I'm given the following parametrization of a parallelogram
$(x,y,z)=(1,1,1)+s\cdot(2,-1,-1)+t\cdot(-1,3,2),s\in[0,1],t\in[0,1]$
I'm now asked to determine the area of this parallelogram as well the unit normal vector in the middle of the parallelogram.
It's been a while since I've dealt with vectors, so any help would be highly appreciated!
Take $P=(1,1,1)$ a vertex of the parallelogram. The two adiacent vertices are $Q=(3,0,0)$ (for $s=1$ and $t=0$) and $R=(0,4,3)$ (for $s=0$ and $t=1$). So the two vectors parallel to the two sides of the parallelogram $PQ$ and $PR$ are: $\vec v=Q-P=(2,-1,-1)^T$ and $\vec u=R-P=(-1,3,2)^T$.

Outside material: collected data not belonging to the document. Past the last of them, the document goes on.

PR #1551, opened 2019-10-09
Adds "dredd-transactions" to the monorepo

artem-zakharchenko:
#### :rocket: Why this change?

- Adds `dredd-transactions` package under the Dredd's monorepo
- Adjusts the scripts and CI to apply for multiple projects in the monorepo

#### :white_check_mark: What didn't I forget?

- [x] To write docs
- [x] To write tests
- [x] To put [Conventional Changelog](https://dredd.org/en/latest/internals.html#sem-rel) prefixes in front of all my commits and run `npm run lint`

PR #1564, opened 2019-10-18
Fix dependencies bundling for yarn workspaces

honzajavorek:

This improves the hack which gets rid of protagonist (i.e. C++ compilation of drafter, the API Blueprint parser). When we moved dredd-transactions to the monorepo, where dependencies are managed by yarn workspaces, the hack to get rid of protagonist stopped to work. The hack relies on 'bundledDependencies', but those stopped to work. 'npm pack' cannot find the dependencies to bundle if they're in the root 'node_modules' directory. 'yarn pack' doesn't work either, it has bugs and it doesn't support 'bundledDependencies' or the workspaces very well - see https://github.com/yarnpkg/yarn/issues/6794

This change overcomes the limitation by improving the prepack.js script. It now iterates over the 'bundledDependencies' and symlinks them to the local 'node_modules' directory where 'npm pack' can pick them up. After packing is done, there's a new postpack.js script, which makes sure the symlinks get cleaned up. The resulting .tgz then contains the dependencies bundled - without protagonist.

https://github.com/apiaryio/dredd/pull/1551

- [ ] To write docs
- [ ] To write tests

### DIFF
--- a/packages/dredd-transactions/package.json
+++ b/packages/dredd-transactions/package.json
@@ -30,6 +30,7 @@
     "fury-adapter-apib-parser": "0.16.0",
     "fury-adapter-oas3-parser": "0.9.1",
     "fury-adapter-swagger": "0.27.2",
+    "rimraf": "3.0.0",
     "uri-template": "1.0.1"
   },
   "bundledDependencies": [
@@ -44,7 +45,6 @@
     "mocha": "6.2.1",
     "mocha-lcov-reporter": "1.3.0",
     "proxyquire": "2.1.3",
-    "rimraf": "3.0.0",
     "sinon": "7.5.0"
   },
   "keywords": [
--- a/packages/dredd-transactions/package.json
+++ b/packages/dredd-transactions/package.json
@@ -8,6 +8,7 @@
   },
   "scripts": {
     "prepack": "node ./scripts/prepack.js",
+    "postpack": "node ./scripts/postpack.js",
     "build": "exit 0",
     "clean": "rimraf ./coverage",
     "lint": "eslint --ignore-path .gitignore .",
--- a/packages/dredd-transactions/package.json
+++ b/packages/dredd-transactions/package.json
@@ -30,7 +30,6 @@
     "fury-adapter-apib-parser": "0.16.0",
     "fury-adapter-oas3-parser": "0.9.1",
     "fury-adapter-swagger": "0.27.2",
-    "rimraf": "3.0.0",
     "uri-template": "1.0.1"
   },
   "bundledDependencies": [
@@ -45,6 +44,7 @@
     "mocha": "6.2.1",
     "mocha-lcov-reporter": "1.3.0",
     "proxyquire": "2.1.3",
+    "rimraf": "3.0.0",
     "sinon": "7.5.0"
   },
   "keywords": [
--- a/packages/dredd-transactions/scripts/prepack.js
+++ b/packages/dredd-transactions/scripts/prepack.js
@@ -4,6 +4,7 @@
 
 const fs = require('fs');
 const path = require('path');
+/* eslint-disable import/no-extraneous-dependencies */
 const rimraf = require('rimraf');
 
 const PACKAGE_DIR = path.resolve(__dirname, '..');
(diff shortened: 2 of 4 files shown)


artem-zakharchenko:
Theoretically, it's possible to use [Yarn custom resolutions]() to hijack which version of `protagonist` should be installed. It can work with 4th party dependencies too:

```
{
  "resolutions": {
    "fury-adapter-xxx/drafter/protagonist": "https://registry.npmjs.org/package-that-cannot-be-installed/-/package-that-cannot-be-installed-0.0.0.tgz"
  }
}
```

The question is whether Yarn supports such nested path (it's a 5th party dependency in the end). If it does, replacing the tarball that should get installed by a non-existing package should hack the packing and omit `protagonist` altogether. This will also affect the local installations of the package.

packages/dredd-transactions/package.json
```diff
@@ -29,6 +30,7 @@
     "fury-adapter-apib-parser": "0.16.0",
     "fury-adapter-oas3-parser": "0.9.1",
     "fury-adapter-swagger": "0.27.2",
+    "rimraf": "3.0.0",
```
pksunkara: This should still be a dev dep

packages/dredd-transactions/scripts/prepack.js
```diff
@@ -4,14 +4,60 @@
...
+ * the package with npm and uses 'bundledDependencies'. 'npm pack' is not able
+ * to find packages if they're put into the root 'node_modules' by yarn and
+ * wouldn't be able to bundle them.
+ *
+ * @param {string} dependencyName Dependency tree root
+ */
+function symlinkDependencyTreeToLocalNodeModules(dependencyName) {
+  const localDependencyPath = path.join(PACKAGE_DIR, 'node_modules', dependencyName);
+  if (!fs.existsSync(localDependencyPath)) {
+    fs.symlinkSync(`../../../node_modules/${dependencyName}`, localDependencyPath);
```
pksunkara: Maybe it's better to get the root of the project here, instead of doing `../../..` in case we change the directories later.

packages/dredd-transactions/scripts/prepack.js
```diff
@@ -4,14 +4,60 @@
...
-
-const drafterPackageJsonPath = path.resolve(path.dirname(__filename), '../../../', 'node_modules/drafter/package.json')
+writePackageJson(DRAFTER_PATH, drafterPackageData);
 
-// prettier-ignore
-fs.writeFileSync(drafterPackageJsonPath, json);
+// get rid of protagonist everywhere
+[
+  path.join(PACKAGE_DIR, 'node_modules', 'protagonist'),
+  path.join(PACKAGE_DIR, '..', '..', 'node_modules', 'protagonist'),
```
pksunkara: Same here about root project dir.

packages/dredd-transactions/package.json
artem-zakharchenko: Hm, per eslint `rimraf` should be in dependencies:

```
/home/circleci/project/packages/dredd-transactions/scripts/prepack.js
  7:16  error  'rimraf' should be listed in the project's dependencies, not devDependencies  import/no-extraneous-dependencies
```

artem-zakharchenko: Which is clearly a mistake, since ESLint doesn't care what for the package is required. I suggest we disable eslint rule for `rimraf` in this case.

packages/dredd-transactions/scripts/prepack.js
artem-zakharchenko: Since `dredd-transactions` package is always the direct child of the `dredd/packages`, the only thing that is variable is the location of the `prepack.js` script, which casts module requires.

I don't think it's worthy to invest time into this, as `scripts` are purely technical, and touching them should raise expectations that things may break.

honzajavorek: Actually, the first argument of `fs.symlinkSync()` must be a relative path from the resulting symlink's location:

image


https://nodejs.org/api/fs.html#fs_fs_symlink_target_path_type_callback

I wouldn't be too concerned about this as if things change, the smoke test is our insurance.

honzajavorek:
Thanks for the additional fixes. I'm merging this.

Now remeber that the oriented area of a parallelogram is given by the corss product of the vectors parallel to two adiacent sides, so the area is the magnitude of the formal determinant: $$ \mathbf{A}= \det \begin{bmatrix} \vec i & \vec i & \vec k\\ 2&-1&-1\\ -1&3&2 \end{bmatrix} $$
Normalizing this ''vector'' you have a unit vector orthogonal to the parallelogram.